-- SOURCE DATA follows --

PR #477, opened 2024-07-12
chore(py): Specify py dependencies for packaged wheels

### LINKED ISSUE #476: Dependencies not included in package
Originally reported by @sjdilkes 
The wheels being built are not including dependencies. This is probably because the dependencies are only under the poetry tool section of `pyproject.toml`. They may need to be duplicated. Is there a way that avoids duplication?

aborgna-q:
Fixes #476 

This is an annoying duplication due to poetry not following PEP 631 and reading dependencies from `[project.dependencies]`.


ss2165 (approved):
thanks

-- SOURCE DATA concluded --

Write out the records above exactly as given.

PR #477, opened 2024-07-12
chore(py): Specify py dependencies for packaged wheels

### LINKED ISSUE #476: Dependencies not included in package
Originally reported by @sjdilkes 
The wheels being built are not including dependencies. This is probably because the dependencies are only under the poetry tool section of `pyproject.toml`. They may need to be duplicated. Is there a way that avoids duplication?

aborgna-q:
Fixes #476 

This is an annoying duplication due to poetry not following PEP 631 and reading dependencies from `[project.dependencies]`.


ss2165 (approved):
thanks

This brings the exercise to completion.